German Chancellor Olaf Scholz and Palestinian President Mahmoud Abbas attend a news conference, in Berlin, Germany, August 16, 2022. REUTERS/Lisi Niesner

The eleventh commandment applies in Germany: Thou shalt not compare! The purpose of the ban on comparison is not to trivialize the crimes committed by Nazi Germans. The uniqueness of these crimes must not be questioned.

In every comparison, however, two events are related and thereby relativized in their importance. This logic is vividly illustrated by the sentence scrawled on the wall of a public toilet: “Wiping slogans off the toilet wall is like burning a book.” Sounds absurd? It is.

So far, the eleventh commandment applied primarily to Germans. Because of their history, they have a special duty to deal truthfully and sensitively with the National Socialist past and the crimes committed during this time. So it became a tradition to punish any violation of it.

Whether Helmut Kohl was reminded of Goebbels in speeches by Mikhail Gorbachev, Herta Däubler-Gmelin drew a comparison between George W. Bush and Adolf Hitler, or Alexander Gauland spoke of the “Third Reich” as “bird shit”: all attempts, by appeal capitalizing on the Nazi period and its protagonists on a daily basis is criticized as the worst form of demagogy.

Joschka Fischer, who invoked Auschwitz to intervene in the Kosovo war and compared Serb leader Slobodan Milosevic to Adolf Hitler, also felt the outrage reflexes triggered by such rhetoric. At the time, Defense Minister Rudolf Scharping deliberately spoke of “concentration camps”, which was also slapped at him.

Jana from Kassel recently drew criticism, saying at a “Querdenker” rally: “I feel like Sophie Scholl.” Wearing “Jewish stars” with the inscription “unvaccinated” was made a punishable offense in some federal states. Posters by the animal protection organization PETA (“People for the Ethical Treatment of Animals”) showing concentration camp inmates next to photos of starving cattle and the heading “living skeletons” were also banned.
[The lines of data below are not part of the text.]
PR #893, opened 2017-06-12
Improve highlighting logic for ayahs

ahmedre:
This makes highlighting for ayat look a lot better. It does this by
combining the highlight bounds to look like one consecutive block
instead of many disjoint lines.

### DIFF
--- a/app/src/main/java/com/quran/labs/androidquran/model/quran/CoordinatesModel.java
+++ b/app/src/main/java/com/quran/labs/androidquran/model/quran/CoordinatesModel.java
@@ -8,9 +8,13 @@ import com.quran.labs.androidquran.data.AyahInfoDatabaseHandler;
 import com.quran.labs.androidquran.data.AyahInfoDatabaseProvider;
 import com.quran.labs.androidquran.di.ActivityScope;
 
+import java.util.ArrayList;
+import java.util.Collections;
+import java.util.HashMap;
 import java.util.List;
 import java.util.Map;
 import java.util.NoSuchElementException;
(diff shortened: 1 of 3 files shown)


ahmedre:
before:
screenshot_1497255866

after:
screenshot_1497259866

this code works and handles all the cases i could think of, but i need to improve it (and need to write some tests for it) before merging it insha'Allah.

ahmedre:
cc @mohamede1945

mohamede1945:
Nice work, mashaa'Allah! I totally support it!

app/src/main/java/com/quran/labs/androidquran/model/quran/CoordinatesModel.java
```diff
@@ -46,6 +52,125 @@
...
+
+    AyahBounds middle = null;
+    for (int i = 1; i < (total - 1); i++) {
+      if (middle == null) {
+        middle = ayahBounds.get(i);
+      } else {
+        middle.engulf(ayahBounds.get(i));
+      }
+    }
+
```
hakimrie: this function is quite large, I think it is better to split it into more smaller function.
for example here we can directly
```
return middle != null
        ? normalizeAyahBoundsContainMiddleAyah(ayahBounds, middle)
        : normalizeAyahBoundsWithoutMiddleAyah(ayahBounds);
```

ahmedre: jazakAllah khairan, agreed - let me think about how to clean this up.

PR #911, opened 2017-10-06
Do not allow canceling storage permission rationale dialog

ozbek:
Canceling or dismissing (e.g., by touching outside the dialog) this dialog leaves the UI in unusable (blank) state.


ahmedre:
jazakAllah khairan

PR #927, opened 2018-01-12
Make QuranInfo usage non-static

ahmedre:
This patch makes the usages of `QuranInfo` (and, consequently, a number of other classes) non-static. This is an important step that insha'Allah paves the way for passing a data source dynamically and being able to eventually change the page type within the app.


ahmedre:
integration tests are still failing, will disable in another patch.

PR #946, opened 2018-04-16
Put ext definitions into single block

ozbek:
Also, bumped up some versions (dagger, OkHttp) and removed `buildToolsVersion` (recent android gradle versions automatically pick-up the most relevant version).


ahmedre:
jazakAllah khairan!

PR #955, opened 2018-06-02
Logo Change in order to create a more unified experience.

Riz-waan:
I have updated the logo to match the iOS and web version of the app. I believe this will create a unified experience. The logo change is based on the new Quran.com's logo and taken from the iOS version's logo.


faisalmohd83:
Any thoughts on this?

ozbek:
Current version is more appropriate than the proposed one. Perhaps, it's better for web and iOS versions to adapt Android one (:

DoozyDoz:
> Any thoughts on this?

@faisalmohd83 the current logo is used by the whole organisation (IOS app, Web too), why do you want it changed?

Issue #970, opened 2018-08-25
Wrong Juz in some specific case


Naheel-Azawy:
Alsalamu alykum,
Good news! an issue that is easy to fix! I just didn't have time to fix it on my own :(
This problem can be seen in sura Al-Maeda page 121. The 7th Juz indeed starts at that page at Aya 82 but most of this page is in the 6th Juz. In fact, if you check any printed Quran it can be seen that page 121 is marked under Juz 6.
I'm not sure if this problem occurs somewhere else and I'm not sure if this is a rule but I think that the right way of selecting the Juz for a page is selecting the Juz of the first Aya in the page.
Again I'm not sure but the problem can be probably fixed from com.quran.labs.androidquran.data.QuranInfo.getJuzFromPage()

And I almost forgot to thank you for your great work!

ahmedre:
wa3laikum alsalam -
yes, but the madani mus7af does show as @Naheel-Azawy said the previous juz' - so we should fix this in sha' Allah just to be consistent (also, other people have complained to me about this in the past as well so might as well fix it for consistency reasons).
walsalam 3alaikum.

ahmedre:
in addition to these 2, one complaint about -

- check also juz' 23 and juz' 26 to make sure they're correct
- 3/4 hezb 60 is one page late?

so let's double check these are correct also.

PR #971, opened 2018-08-25
fixed juz for pages 121 and 201

Naheel-Azawy:
This is in response to issue #970 that I've just opened.
Yes, I know it seems like a bad idea to hard code it but these are just two cases in the entire Quran.
I also preferred that because the data is correct, page 121 is indeed where Juz 7 starts and the same for page 201. It is just what is displayed on the page is what had to be changed.

### DIFF
--- a/app/src/main/java/com/quran/labs/androidquran/data/QuranInfo.java
+++ b/app/src/main/java/com/quran/labs/androidquran/data/QuranInfo.java
@@ -259,6 +259,11 @@ public class QuranInfo {
   }
 
   public int getJuzFromPage(int page) {
+    if (page == 121) {
+      return 6;
+    } else if (page == 201) {
+      return 10;
+    }
     for (int i = 0; i < juzPageStart.length; i++) {
       if (juzPageStart[i] > page) {
         return i;


ozbek:
These are just semantics, not as big deal as you have put it.

ahmedre:
i agree though that we should fix it because i checked the madani mushaf and as @Naheel-Azawy said, they show the previous juz' number at the top for those pages - so i want the app to be consistent with that.

i think this should be fixed in the underlying data structures though instead of in this particular way.

app/src/main/java/com/quran/labs/androidquran/data/QuranInfo.java
```diff
@@ -259,6 +259,11 @@ private String getSuraNameFromPage(Context context, int page) {
   }
 
   public int getJuzFromPage(int page) {
+    if (page == 121) {
+      return 6;
+    } else if (page == 201) {
+      return 10;
+    }
```
hakimrie: sorry, if it is required to be changed, why not change the data source directly (eg. in this file https://github.com/quran/quran_android/blob/master/common/data/src/main/java/com/quran/data/pageinfo/common/MadaniDataSource.kt) 🤔

Naheel-Azawy: Because the data is not wrong. Juz' 7, for example, indeed starts at page 121 but on the last aya in the page. The only thing that should be changed is when the user will be notified about the end of the Juz. In this example, Juz' 6 does not end in page 121 but in 122. If you write Juz' 7 on page 121, the user might think that Juz' 7 starts on the beginning of this page which is not the case.
Another scenario to be considered is if one would like to jump to the 7th Juz. In this case the app should go to page 121 and not 122 because it starts at the end of page 121.

Naheel-Azawy: Maybe a cleaner way of doing it would be having another array getPageForJuzArray2? with the two pages changed and adding a flag to the function to specify whether it should be the original one or the second one but I thought that this is too much for it?

hakimrie: personally I prefer there is another array.
I think current code has many hidden information that can't be easily understood just by reading the code

ahmedre:
jazakAllah khairan @Naheel-Azawy for doing this - i used your patch as the basis for #1019, which does what you're doing except that it does it in a different method (since, as you correctly pointed out, the juz' data itself is correct, it's only the display data that is different).

closing this as a result - jazakAllah khairan again!

Naheel-Azawy:
@ahmedre Sorry for disappearing for a while, I was really busy. And thanks for you great work!

PR #974, opened 2018-08-30
Update Android plugin and make buildtools explicit

ahmedre:


app/build.gradle
```diff
@@ -6,6 +6,7 @@ apply plugin: 'kotlin-kapt'
 
 android {
   compileSdkVersion deps.android.build.compileSdkVersion
+  buildToolsVersion '28.0.2'
```
ozbek: Why is this needed?

ahmedre: without it, it's defaulting to this version anyway (forced by the Android gradle plugin i think?) - so figured might as well set it explicitly so it's not resolving to something different without us knowing what it is.

ozbek: That's right, the tooling version is selected automatically depending on the Android Gradle version. [The prior change](https://github.com/quran/quran_android/pull/946) was intentional :)

ahmedre:
abandoning in favor of #978

PR #977, opened 2018-09-16
Audio cleanup

ahmedre:
This set of patches cleans up and improves the handling of audio from `PagerActivity`.


ahmedre:
I should note that I am working on a set of patches to continue this cleanup over to `AudioService` as well, after which point `LegacyAudioRequest` and its children should ideally go away.

PR #984, opened 2018-10-01
Define kotlin code style following kotlin code conventions

hakimrie:
Define kotlin code style following kotlin code conventions, this kotlin configuration borrowed from https://android.googlesource.com/platform/tools/metalava/+/master/.idea/codeStyles/Project.xml

PR #995, opened 2018-10-30
Convert class QariItem to Kotlin

hakimrie:
Please review & merged this PR https://github.com/quran/quran_android/pull/984 first to reduce changes

I will use this PR as base branch for other java to kotlin class conversion


app/src/main/java/com/quran/labs/androidquran/common/QariItem.kt
```diff
@@ -0,0 +1,21 @@
...
+import android.os.Parcelable
+import kotlinx.android.parcel.Parcelize
+
+@Parcelize
+class QariItem(
+  val id: Int,
+  val name: String,
+  val url: String,
+  val path: String,
+  var databaseName: String? = null
```
ahmedre: will merge this, but please change this to be a `val` - the code in `init` doesn't add much value in this case.

ahmedre:
jazakAllah khairan!

PR #996, opened 2018-10-30
Convert class LocalTranslation to Kotlin

hakimrie:
please review PR #995 first before this PR


ahmedre:
jazakAllah khairan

On Wednesday, the circle of those who must obey the eleventh commandment in Germany was extended to include a non-German. It was similar in the colonialism debate. At a press conference with Chancellor Olaf Scholz in the Federal Chancellery, the 87-year-old Palestinian President Mahmud Abbas accused Israel of having committed massacres in Palestinian towns. “50 massacres, 50 holocausts,” he added. You have to know that Abbas is a co-founder of Fatah and in 1982, exactly 40 years ago, he wrote his doctoral thesis in Moscow entitled: “The Secret Connections of the Nazis and the Leaders of the Zionist Movement”.

Because Scholz did not react immediately to his guest’s disgraceful remarks, but only afterwards described the comparison as “intolerable and unacceptable”, the joint appearance turned into a double scandal. Abbas was met with anger from Israel, whereupon he backtracked and asserted that the Holocaust marked the “worst crime in modern history” for him too. Scholz, on the other hand, was accused of not putting his guest in his place immediately, stante pede.

That may be the end of the affair, but many of the questions it raises aren’t. They include both those who must comply with the eleventh commandment and the definition of what type of comparison is inadmissible. Hitler comparisons are okay? Holocaust comparisons not?

When Henry Kissinger recently suggested that part of Ukraine be ceded to Russia in order to reach a negotiated solution, its President Volodymyr Zelensky scolded him and said: “It seems that Kissinger’s calendar is not 2022 but 1938.” the policy of appeasement and the Munich Agreement at the expense of Czechoslovakia. Kissinger like Chamberlain? That’s probably still possible.

Poland’s President Andrzej Duda has few qualms about seeing Adolf Hitler in Vladimir Putin. Israel’s ex-Prime Minister Benjamin Netanyahu has often compared the mullahs’ regime in Tehran to the Nazi regime. Roger Hallam, co-founder of the climate activist movement Extinction Rebellion, says that in a larger perspective, the Holocaust is “just another fuckery in human history.”

Where to start, where to stop? Does the NSA wiretapping scandal point to Gestapo methods? Can a perfectly normal AfD supporter be called a “Nazi”? Was the EU refugee summit in 2018 reminiscent of the Evian conference in the summer of 1938, at which 32 states discussed the admission of Jewish refugees and those persecuted by the Nazi regime without any result? The organization “Pro Asyl” writes that the EU states have devised an “unlimitedly brutal system” that adds to the harassment and conditions to which those persecuted by the Nazis were subjected in their countries of asylum in terms of hardness, bureaucratic control, impenetrability and humiliation Far surpassed”.

Nazi comparisons never end well, but seem to remain irresistible. German history has become a quarry from which anyone who wants to dramaturgically exaggerate their message draws. From the left as well as from the right. In Germany and globally. In hindsight, no one wants to have meant it that way.